The GADR Model Dow Value (http://web.idirect.com/~telcomm/model.htm#The Public List) has two components, BA and GM, which illustrate the problem.

This is the Value "story" on Boeing: Suppose there were only two auto companies in the world, or only two PC makers, or only two chip makers, or only two telcos. And, also suppose that one of the two was owned and managed by four Socialist-led Western European governments facing increasing labor strife that is not soon going away. In the case of jumbo jets, Boeing is the one that is run by successful union-busting capitalists.

All of this Value is off-financial-statement. But, it's there and it's real.

Nevertheless, Mr. Market may wind up taking his sweet time in recognizing Boeing's Value, while Indexers get their Value priced up-front going out five to ten years. This may just be the wrong time to pay for Boeing's Value.
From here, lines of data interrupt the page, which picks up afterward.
PR #444, opened 2022-05-24
Bump CI container versions

h4sh3d:
Update the CI functional tests container versions:
- bump bitcoin to `22.0`
- bump monerod to `0.17.3.2`
- bump monero-wallet-rpc to `0.17.3.2`

Syncer and tests must be rewritten to work with bitcoin `23.0` and electrs `0.9.x`. This is out of scope of this PR.

### DIFF
--- a/tests/functional.rs
+++ b/tests/functional.rs
@@ -931,7 +931,7 @@ fn create_bitcoin_syncer(
         "--coin",
         "Bitcoin",
         "--electrum-server",
-        &format!("tcp://{}:50001", ehost),
+        &format!("tcp://{}:60401", ehost),
     ]));
 
     syncer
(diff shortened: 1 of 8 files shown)


tests/functional.rs
```diff
@@ -1732,7 +1732,7 @@ fn create_monero_syncer(
     let whost = env::var("MONERO_WALLET_HOST_2").unwrap_or("localhost".into());
     let lhost = env::var("MONERO_LWS_HOST").unwrap_or("localhost".into());
 
-    let lws_wallet = &format!("http://{}:38884", lhost);
+    let lws_wallet = &format!("http://{}:8443", lhost);
```
TheCharlatan, line 1735: I remapped this port from 8443 to 38884 intentionally to not use a port that is usually reserved for ssl web servers and to put it into a similar range as the other monero services.

h4sh3d: rollback that patch

PR #446, opened 2022-05-25
extract Swapd runtime state

zkao:


src/swapd/runtime.rs
```diff
@@ -1751,7 +1325,7 @@ impl Runtime {
                                 if self.state.a_refundsig()
                                     && !self.state.a_xmr_locked()
                                     && !self.state.a_buy_published()
-                                    && self.state.remote_params().is_some()
```
TheCharlatan, line 1754: Good catch!

TheCharlatan (approved):
ACK

PR #475, opened 2022-06-07
Peerd: Only send whitelisted Msg's over the bridge

TheCharlatan:
Only some of the messages should be allowed through the PeerdReceiverRuntime to the peerd Runtime. I don't like this explicit listing of messages, is there some other method to select this subset of enum variants?


h4sh3d:
There is the `matches!` macro in std but I'm not sure it's going to improve the code. I'm fine with the current patch

TheCharlatan:
> There is the `matches!` macro in std but I'm not sure it's going to improve the code. I'm fine with the current patch

I like this better, and pushed a patch.

h4sh3d (approved):

PR #119, opened 2020-06-04
pkg/gather/clusterconfig/clusterconfig: include node information in every archive

vrutkovs:
A lot of scenarios could use node information even if these are reporting
as healthy - e.g. custom taints may prevent pods from scheduling or
single master installs. This commit ensures anonymized node information
is included in every archive.


martinkunc:
/lgtm
/approve
Thank you @vrutkovs ! Very nice,

PR #123, opened 2020-06-05
Bug 1844419: [release-4.4] GatherClusterOperators: store pod logs

vrutkovs:
If the pod is not healthy Insights operator should collect
previous/current logs for the pod containers. Only last 100 lines
is being kept to prevent the archive from growing large.

This also backports #128 so that resulting tarball doesn't exceed 8Mb

### DIFF
--- a/pkg/gather/clusterconfig/clusterconfig.go
+++ b/pkg/gather/clusterconfig/clusterconfig.go
@@ -42,6 +42,7 @@ import (
 	networkv1client "github.com/openshift/client-go/network/clientset/versioned/typed/network/v1"
 
 	"github.com/openshift/insights-operator/pkg/record"
+	"github.com/openshift/insights-operator/pkg/record/diskrecorder"
 )
 
 const (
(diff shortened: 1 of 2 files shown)


tremes:
@vrutkovs Can you please rebase?

pkg/gather/clusterconfig/clusterconfig.go
```diff
@@ -202,19 +205,48 @@ func GatherClusterOperators(i *Gatherer) func() ([]record.Record, []error) {
...
 					}
-					records = append(records, record.Record{Name: fmt.Sprintf("config/pod/%s/%s", pods.Items[i].Namespace, pods.Items[i].Name), Item: PodAnonymizer{&pods.Items[i]}})
-				}
-				if namespaceEventsCollected.Has(namespace) {
-					continue
+					records = append(records, record.Record{Name: fmt.Sprintf("config/pod/%s/%s", pod.Namespace, pod.Name), Item: PodAnonymizer{pod}})
+
+					// Fetch previous and current pod logs
+					for _, previous := range []bool{true, false} {
+						for _, container := range pod.Spec.Containers {
```
tremes, line 225: I was looking at this in 4.5 and master and there we use `pod.Spec.InitContainers`

pkg/gather/clusterconfig/clusterconfig.go
```diff
@@ -202,19 +205,48 @@ func GatherClusterOperators(i *Gatherer) func() ([]record.Record, []error) {
...
+							}
+
+							defer readCloser.Close()
+
+							buf := bytes.NewBufferString("")
+							_, err = io.Copy(buf, readCloser)
+							if err != nil {
+								klog.V(2).Infof("Failed to write %s for %s pod in namespace %s for failing operator %s: %q", currentOrPrevious, pod.Name, namespace, item.Name, err)
+								continue
+							}
```
tremes, line 245: Would it be possible to move this to a new function pls? Same `collectContainerLogs` as we have in 4.5 and master. There's also some extra logic calculating the buffer size in 4.5 and master.

Just for the sake of smoother backports.

pkg/gather/clusterconfig/clusterconfig.go
vrutkovs: Good idea, backported release-4.5 parts here as well

pkg/gather/clusterconfig/clusterconfig.go
vrutkovs: Backported `collectContainerLogs` w/ size limitation

pkg/gather/clusterconfig/clusterconfig.go
tremes: Thanks for quick update. I'll check ASAP.

tremes:
Ohh this needs a rebase again pls.

tremes:
Verified against cluster.
/lgtm

PR #124, opened 2020-06-10
Make e2e tests more stable

martinkunc:
The e2e tests were occasionally failing, I think there were few problems:
- Tests in go run in indefined order. Normal unit tests should not change environment for consequent tests. For tests which were modifying the cluster I added cleanup methods, which should revert caused changes.
- Added extra test to make sure pull-secret exists
- Shortened upload interval for OptIn test, which makes sure we upload as fast as possible and not wait for random Jitter period. (Not waiting on startup skips the initial delay only when upload is executed in first 30 seconds (Because it is based on initial call to status.update) - maybe this could be improved).
- Fixed IsDisabled condition
- Added check for disabled to OptIn test beginning

### DIFF
--- a/test/integration/basic_test.go
+++ b/test/integration/basic_test.go
@@ -2,90 +2,157 @@ package integration
 
 import (
 	"encoding/json"
+	"fmt"
 	"testing"
 	"time"
 
+	configv1 "github.com/openshift/api/config/v1"
+	"github.com/openshift/insights-operator/pkg/controller/status"
+	"k8s.io/apimachinery/pkg/api/errors"
 	metav1 "k8s.io/apimachinery/pkg/apis/meta/v1"
 	"k8s.io/apimachinery/pkg/util/wait"
 )
 
-// Check if opt-in/opt-out works
-func TestOptOutOptIn(t *testing.T) {
-	// Backup pull secret from openshift-config namespace.
-	// oc extract secret/pull-secret -n openshift-config --to=.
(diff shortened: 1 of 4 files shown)


test/integration/basic_test.go
```diff
@@ -2,90 +2,157 @@ package integration
...
+	if secretConfig, ok = pullSecret.Data[".dockerconfigjson"]; !ok {
+		t.Fatalf("The pull-secret didn't contain .dockerconfigjson key: %s", err)
+	}
+	obj := map[string]interface{}{}
+	errUnmarshal := json.Unmarshal(secretConfig, &obj)
+	if errUnmarshal != nil {
+		t.Fatal(errUnmarshal.Error())
+	}
+	creds := obj["auths"].(map[string]interface{})
+	if _, ok := creds["cloud.openshift.com"]; !ok {
```
tisnik, line 38: prob. worth to move this string into constantant?

test/integration/basic_test.go
```diff
@@ -2,90 +2,157 @@ package integration
...
+		t.Fatalf("The pull-secret read failed: %s", err)
+	}
+	// Backup support secret from openshift-config namespace.
+	// oc extract secret/support -n openshift-config --to=.
+	supportSecret, err := clientset.CoreV1().Secrets("openshift-config").Get("support", metav1.GetOptions{})
+	if err != nil {
+		t.Fatalf("The pull-secret read failed: %s", err)
+	}
+	resetSecrets := func() {
+		err := forceUpdateSecret("openshift-config", "pull-secret", pullSecret)
```
tisnik, line 70: dtto?

PR #125, opened 2020-06-17
gather: Collect namespace level cpu and memory metrics

smarterclayton:
These metrics help identify distribution of CPU and memory use
within a cluster at infrequent intervals. All labels on the new
metrics are present in ALERTS and are also returned in telemetry,
so do not represent a larger source of gathered data.

The data will be used to identify regressions in core and extension
operator usage across the fleet, as well as to ensure that over time
OpenShift operators continue to reduce resource consumption.


martinkunc:
/test images
/lgtm

Thank you Clayton :)

PR #126, opened 2020-06-18
clusterconfig.go: limit the size of collected logs

vrutkovs:
This commit ensures clusterconfig won't collect large logs.
GatherClusterOperators would use maximum available compressed tarball
size (set in `diskrecorder`), multiply it by `logCompressionRatio`
(set to 2 initially) and split this budget between unhealthy pods.
`collectContainerLogs` would limit the amount of fetched bytes so
that log lines would not exceed container log budget.

Addresses https://github.com/openshift/insights-operator/pull/115#discussion_r441858786

### DIFF
--- a/pkg/gather/clusterconfig/clusterconfig.go
+++ b/pkg/gather/clusterconfig/clusterconfig.go
@@ -34,6 +34,14 @@ import (
 	imageregistryv1 "github.com/openshift/client-go/imageregistry/clientset/versioned/typed/imageregistry/v1"
 
 	"github.com/openshift/insights-operator/pkg/record"
+	"github.com/openshift/insights-operator/pkg/record/diskrecorder"
+)
+
+const (
+	// Log compression ratio is defining a multiplier for uncompressed logs
+	// diskrecorder would refuse to write files larger than MaxLogSize, so GatherClusterOperators
+	// has to limit the expected size of the buffer for logs
+	logCompressionRatio = 2
 )
 
 var (
@@ -47,7 +55,7 @@ var (
 	registrySerializer serializer.CodecFactory
 	registryScheme     = runtime.NewScheme()
 
-	// logTailLines defines a number lines to keep when fetching pod logs
+	// logTailLines sets maximum number of lines to fetch from pod logs
 	logTailLines = int64(100)
 )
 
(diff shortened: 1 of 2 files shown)


vrutkovs:
From https://github.com/openshift/insights-operator/pull/115#discussion_r442657086

>What if we would add these additional limits to the logic in #126.

>    Collecting logs from maximally 200 failing pods
>    Collect at max 5000 bytes of log
>    200 * 5000 = at max 1Mb

I don't think we should be tweaking log collection by hardcoding parameters. Currently we're limited by two factors:

* collection time (gathering must succeed in interval/2). 
* final tarball size should not exceed 8 MBs.

Not much we can do about the first one (this param is bound to API performance), so this PR focuses on the second one. When pods are failing it is critical to collect as many logs as possible - 5000 bytes might or might not be enough.

Limit on a number of processed pods makes sense as it ensures collection time is sane. The code is sequentially requesting each container's logs, so I guess it would make sense to limit `totalUnhealthyContainers` to 100 (so that we'd have no more than 200 logs for current and previous containers)

martinkunc:
I was thinking to use the 5K as the maximal hard limit, to limit the case one of archives would be still in allowed range, but because of excessive logging It might be something we are not interested. So the final limit would be min(by_archive, 5000).
Also, I think the calculation should know that there are other data in archive, which we want. maybe logs could be 90% of max archive size ?.

martinkunc:
Should we worry about logs anonymization somehow in here ?

vrutkovs:
> Also, I think the calculation should know that there are other data in archive, which we want. maybe logs could be 90% of max archive size ?.

Low `logCompressionRatio` setting leaves quite a lot of space for other data. In my tests (log all pods for all operators) logs used ~95% of available log bundle quota and reached 500Kb compressed (up to 125Kb of uncompressed container logs was collected), so there's plenty of space for other Insights data there.

> Should we worry about logs anonymization somehow in here ?

Lets file a Jira for that and track it separately. Most of the container logs use internal endpoints / certificates etc., so anonymization may render logs useless.

martinkunc:
@vrutkovs Ok, I forgot this is just for Pods from clusteroperators, in that case I guess anonymization is probably not that important.

vrutkovs:
@martinkunc needs lgtm again due to merge conflict (in a comment for GatherNodes/GatherUnhealthyNodes)

PR #128, opened 2020-06-26
Bug 1851492: [release-4.5] clusterconfig.go: limit the size of collected logs

vrutkovs:
This commit ensures clusterconfig won't collect large logs.
GatherClusterOperators would use maximum available compressed tarball
size (set in `diskrecorder`), multiply it by `logCompressionRatio`
(set to 2 initially) and split this budget between unhealthy pods.
`collectContainerLogs` would limit the amount of fetched bytes so
that log lines would not exceed container log budget.

Cherry-pick of https://github.com/openshift/insights-operator/pull/126

### DIFF
--- a/pkg/gather/clusterconfig/clusterconfig.go
+++ b/pkg/gather/clusterconfig/clusterconfig.go
@@ -34,6 +34,14 @@ import (
 	imageregistryv1 "github.com/openshift/client-go/imageregistry/clientset/versioned/typed/imageregistry/v1"
 
 	"github.com/openshift/insights-operator/pkg/record"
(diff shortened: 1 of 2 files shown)


martinkunc:
Thank you @vrutkovs 
/lgtm

sdodson:
@vrutkovs why the force push, is this now out of sync with master?

vrutkovs:
@sdodson comment update from https://github.com/openshift/insights-operator/pull/127/files#diff-397c7d21d587358413d334b87528a7cbL224-R224 caused merge conflict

Unlike Boeing, GM isn't about unrealized future Value, it's about unrecognized current Value. It's cash + breakup Value make the world's largest auto and truck maker practically "free", from a Value viewpoint. Yet, GM's current free cash flow is being priced by Mr. Market like the interest yield on the junk bond of a penny stock. As I've written, Mr. Market may wait until after the next recession to recognize GM's Value. If my macro view is correct, such a wait-and-see policy by Mr. Market would mean that this is the wrong time to pay up for GM's Value.

However, at the rate GM is buying back shares, in another decade or so there will only be one share of the GM common left outstanding. Whoever owns that share will be able to sell it to Mr. Market for substantially more than GM's current price of 68 and change. That someone might be porc.